Task to carry out: All of the records below are to be copied exactly.

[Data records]

——————————

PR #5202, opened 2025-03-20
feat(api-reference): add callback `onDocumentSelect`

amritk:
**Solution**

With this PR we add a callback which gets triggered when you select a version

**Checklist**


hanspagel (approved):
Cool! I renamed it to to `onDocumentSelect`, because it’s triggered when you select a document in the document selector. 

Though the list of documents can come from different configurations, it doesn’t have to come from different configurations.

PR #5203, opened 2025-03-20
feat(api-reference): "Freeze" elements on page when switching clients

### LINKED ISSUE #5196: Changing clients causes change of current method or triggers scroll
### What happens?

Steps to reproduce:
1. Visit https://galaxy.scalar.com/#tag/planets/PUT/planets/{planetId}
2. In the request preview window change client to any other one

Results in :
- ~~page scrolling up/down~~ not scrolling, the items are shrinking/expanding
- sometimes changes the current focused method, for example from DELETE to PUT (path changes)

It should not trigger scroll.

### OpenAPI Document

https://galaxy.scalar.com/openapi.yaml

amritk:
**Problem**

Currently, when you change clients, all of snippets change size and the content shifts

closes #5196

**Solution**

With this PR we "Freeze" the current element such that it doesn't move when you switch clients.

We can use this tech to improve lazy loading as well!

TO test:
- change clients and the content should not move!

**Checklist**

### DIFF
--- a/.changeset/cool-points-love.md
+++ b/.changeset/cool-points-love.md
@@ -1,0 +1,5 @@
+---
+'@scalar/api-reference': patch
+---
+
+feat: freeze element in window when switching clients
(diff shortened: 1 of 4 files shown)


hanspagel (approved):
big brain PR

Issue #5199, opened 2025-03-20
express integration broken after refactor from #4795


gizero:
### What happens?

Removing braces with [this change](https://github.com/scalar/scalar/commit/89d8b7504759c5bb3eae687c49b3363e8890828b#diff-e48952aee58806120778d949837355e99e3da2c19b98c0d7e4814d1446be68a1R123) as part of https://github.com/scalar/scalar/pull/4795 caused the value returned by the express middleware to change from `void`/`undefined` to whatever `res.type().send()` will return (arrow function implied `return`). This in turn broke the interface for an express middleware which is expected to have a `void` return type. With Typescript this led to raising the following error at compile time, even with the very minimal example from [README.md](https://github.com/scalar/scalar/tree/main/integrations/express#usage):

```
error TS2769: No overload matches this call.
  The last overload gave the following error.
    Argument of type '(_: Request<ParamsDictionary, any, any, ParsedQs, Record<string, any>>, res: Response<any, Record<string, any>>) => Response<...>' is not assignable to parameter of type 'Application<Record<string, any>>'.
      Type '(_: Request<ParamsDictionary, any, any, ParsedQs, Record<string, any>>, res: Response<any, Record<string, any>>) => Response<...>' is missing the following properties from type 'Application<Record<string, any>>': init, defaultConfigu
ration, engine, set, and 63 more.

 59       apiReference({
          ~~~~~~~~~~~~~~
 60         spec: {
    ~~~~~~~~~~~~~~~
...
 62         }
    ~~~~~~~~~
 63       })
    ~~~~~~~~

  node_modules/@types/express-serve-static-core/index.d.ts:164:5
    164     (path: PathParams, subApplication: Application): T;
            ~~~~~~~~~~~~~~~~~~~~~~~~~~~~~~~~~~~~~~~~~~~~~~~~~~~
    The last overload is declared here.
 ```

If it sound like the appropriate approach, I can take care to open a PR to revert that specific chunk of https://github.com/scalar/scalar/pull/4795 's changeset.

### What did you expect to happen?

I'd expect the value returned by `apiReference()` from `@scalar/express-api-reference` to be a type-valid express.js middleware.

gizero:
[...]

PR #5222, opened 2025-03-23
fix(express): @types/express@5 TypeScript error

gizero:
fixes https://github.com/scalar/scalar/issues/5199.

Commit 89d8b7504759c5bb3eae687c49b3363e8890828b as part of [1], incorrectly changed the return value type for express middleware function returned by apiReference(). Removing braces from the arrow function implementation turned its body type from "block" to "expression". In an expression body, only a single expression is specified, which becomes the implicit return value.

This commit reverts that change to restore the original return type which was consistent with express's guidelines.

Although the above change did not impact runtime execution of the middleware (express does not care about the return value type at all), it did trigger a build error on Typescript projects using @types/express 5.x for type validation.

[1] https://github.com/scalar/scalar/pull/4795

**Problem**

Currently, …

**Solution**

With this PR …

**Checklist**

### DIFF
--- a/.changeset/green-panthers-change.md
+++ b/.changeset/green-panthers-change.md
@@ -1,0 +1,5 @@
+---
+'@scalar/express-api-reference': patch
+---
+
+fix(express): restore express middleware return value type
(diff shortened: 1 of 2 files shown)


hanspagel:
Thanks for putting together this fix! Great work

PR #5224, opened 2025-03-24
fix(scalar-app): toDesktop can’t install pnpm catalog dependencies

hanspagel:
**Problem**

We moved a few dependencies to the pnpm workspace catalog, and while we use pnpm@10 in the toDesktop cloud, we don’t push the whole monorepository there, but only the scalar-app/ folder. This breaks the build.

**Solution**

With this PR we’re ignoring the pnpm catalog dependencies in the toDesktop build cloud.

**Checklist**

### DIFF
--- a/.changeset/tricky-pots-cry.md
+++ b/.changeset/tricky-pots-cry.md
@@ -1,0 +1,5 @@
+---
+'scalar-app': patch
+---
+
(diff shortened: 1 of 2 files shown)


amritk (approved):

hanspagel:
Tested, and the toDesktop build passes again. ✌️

——————————

Task output:
PR #5202, opened 2025-03-20
feat(api-reference): add callback `onDocumentSelect`

amritk:
**Solution**

With this PR we add a callback which gets triggered when you select a version

**Checklist**


hanspagel (approved):
Cool! I renamed it to to `onDocumentSelect`, because it’s triggered when you select a document in the document selector. 

Though the list of documents can come from different configurations, it doesn’t have to come from different configurations.

PR #5203, opened 2025-03-20
feat(api-reference): "Freeze" elements on page when switching clients

### LINKED ISSUE #5196: Changing clients causes change of current method or triggers scroll
### What happens?

Steps to reproduce:
1. Visit https://galaxy.scalar.com/#tag/planets/PUT/planets/{planetId}
2. In the request preview window change client to any other one

Results in :
- ~~page scrolling up/down~~ not scrolling, the items are shrinking/expanding
- sometimes changes the current focused method, for example from DELETE to PUT (path changes)

It should not trigger scroll.

### OpenAPI Document

https://galaxy.scalar.com/openapi.yaml

amritk:
**Problem**

Currently, when you change clients, all of snippets change size and the content shifts

closes #5196

**Solution**

With this PR we "Freeze" the current element such that it doesn't move when you switch clients.

We can use this tech to improve lazy loading as well!

TO test:
- change clients and the content should not move!

**Checklist**

### DIFF
--- a/.changeset/cool-points-love.md
+++ b/.changeset/cool-points-love.md
@@ -1,0 +1,5 @@
+---
+'@scalar/api-reference': patch
+---
+
+feat: freeze element in window when switching clients
(diff shortened: 1 of 4 files shown)


hanspagel (approved):
big brain PR

Issue #5199, opened 2025-03-20
express integration broken after refactor from #4795


gizero:
### What happens?

Removing braces with [this change](https://github.com/scalar/scalar/commit/89d8b7504759c5bb3eae687c49b3363e8890828b#diff-e48952aee58806120778d949837355e99e3da2c19b98c0d7e4814d1446be68a1R123) as part of https://github.com/scalar/scalar/pull/4795 caused the value returned by the express middleware to change from `void`/`undefined` to whatever `res.type().send()` will return (arrow function implied `return`). This in turn broke the interface for an express middleware which is expected to have a `void` return type. With Typescript this led to raising the following error at compile time, even with the very minimal example from [README.md](https://github.com/scalar/scalar/tree/main/integrations/express#usage):

```
error TS2769: No overload matches this call.
  The last overload gave the following error.
    Argument of type '(_: Request<ParamsDictionary, any, any, ParsedQs, Record<string, any>>, res: Response<any, Record<string, any>>) => Response<...>' is not assignable to parameter of type 'Application<Record<string, any>>'.
      Type '(_: Request<ParamsDictionary, any, any, ParsedQs, Record<string, any>>, res: Response<any, Record<string, any>>) => Response<...>' is missing the following properties from type 'Application<Record<string, any>>': init, defaultConfigu
ration, engine, set, and 63 more.

 59       apiReference({
          ~~~~~~~~~~~~~~
 60         spec: {
    ~~~~~~~~~~~~~~~
...
 62         }
    ~~~~~~~~~
 63       })
    ~~~~~~~~

  node_modules/@types/express-serve-static-core/index.d.ts:164:5
    164     (path: PathParams, subApplication: Application): T;
            ~~~~~~~~~~~~~~~~~~~~~~~~~~~~~~~~~~~~~~~~~~~~~~~~~~~
    The last overload is declared here.
 ```

If it sound like the appropriate approach, I can take care to open a PR to revert that specific chunk of https://github.com/scalar/scalar/pull/4795 's changeset.

### What did you expect to happen?

I'd expect the value returned by `apiReference()` from `@scalar/express-api-reference` to be a type-valid express.js middleware.

gizero:
[...]

PR #5222, opened 2025-03-23
fix(express): @types/express@5 TypeScript error

gizero:
fixes https://github.com/scalar/scalar/issues/5199.

Commit 89d8b7504759c5bb3eae687c49b3363e8890828b as part of [1], incorrectly changed the return value type for express middleware function returned by apiReference(). Removing braces from the arrow function implementation turned its body type from "block" to "expression". In an expression body, only a single expression is specified, which becomes the implicit return value.

This commit reverts that change to restore the original return type which was consistent with express's guidelines.

Although the above change did not impact runtime execution of the middleware (express does not care about the return value type at all), it did trigger a build error on Typescript projects using @types/express 5.x for type validation.

[1] https://github.com/scalar/scalar/pull/4795

**Problem**

Currently, …

**Solution**

With this PR …

**Checklist**

### DIFF
--- a/.changeset/green-panthers-change.md
+++ b/.changeset/green-panthers-change.md
@@ -1,0 +1,5 @@
+---
+'@scalar/express-api-reference': patch
+---
+
+fix(express): restore express middleware return value type
(diff shortened: 1 of 2 files shown)


hanspagel:
Thanks for putting together this fix! Great work

PR #5224, opened 2025-03-24
fix(scalar-app): toDesktop can’t install pnpm catalog dependencies

hanspagel:
**Problem**

We moved a few dependencies to the pnpm workspace catalog, and while we use pnpm@10 in the toDesktop cloud, we don’t push the whole monorepository there, but only the scalar-app/ folder. This breaks the build.

**Solution**

With this PR we’re ignoring the pnpm catalog dependencies in the toDesktop build cloud.

**Checklist**

### DIFF
--- a/.changeset/tricky-pots-cry.md
+++ b/.changeset/tricky-pots-cry.md
@@ -1,0 +1,5 @@
+---
+'scalar-app': patch
+---
+
(diff shortened: 1 of 2 files shown)


amritk (approved):

hanspagel:
Tested, and the toDesktop build passes again. ✌️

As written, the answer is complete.